== Work to be completed ==
Reproduce the line that contains "SuperFluffy, line 1: I" and every line after it through the end of the records, exactly, with nothing added.

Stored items

****

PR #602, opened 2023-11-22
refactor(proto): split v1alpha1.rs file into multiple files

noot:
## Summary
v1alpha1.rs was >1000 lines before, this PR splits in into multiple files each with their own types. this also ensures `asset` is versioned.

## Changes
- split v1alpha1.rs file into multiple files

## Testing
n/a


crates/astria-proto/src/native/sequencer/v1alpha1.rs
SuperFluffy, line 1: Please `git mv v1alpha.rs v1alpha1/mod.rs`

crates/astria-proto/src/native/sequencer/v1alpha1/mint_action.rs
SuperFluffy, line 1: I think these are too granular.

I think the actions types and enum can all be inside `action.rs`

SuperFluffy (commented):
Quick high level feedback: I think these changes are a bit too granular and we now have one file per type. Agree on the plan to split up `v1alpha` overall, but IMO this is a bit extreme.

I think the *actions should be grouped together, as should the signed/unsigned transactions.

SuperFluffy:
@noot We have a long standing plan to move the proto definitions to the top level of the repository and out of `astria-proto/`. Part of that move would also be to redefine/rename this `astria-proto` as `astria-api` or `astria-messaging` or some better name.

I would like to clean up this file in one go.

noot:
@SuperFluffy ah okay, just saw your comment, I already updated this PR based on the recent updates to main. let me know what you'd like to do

****

== Result of this exercise ==
SuperFluffy, line 1: I think these are too granular.

I think the actions types and enum can all be inside `action.rs`

SuperFluffy (commented):
Quick high level feedback: I think these changes are a bit too granular and we now have one file per type. Agree on the plan to split up `v1alpha` overall, but IMO this is a bit extreme.

I think the *actions should be grouped together, as should the signed/unsigned transactions.

SuperFluffy:
@noot We have a long standing plan to move the proto definitions to the top level of the repository and out of `astria-proto/`. Part of that move would also be to redefine/rename this `astria-proto` as `astria-api` or `astria-messaging` or some better name.

I would like to clean up this file in one go.

noot:
@SuperFluffy ah okay, just saw your comment, I already updated this PR based on the recent updates to main. let me know what you'd like to do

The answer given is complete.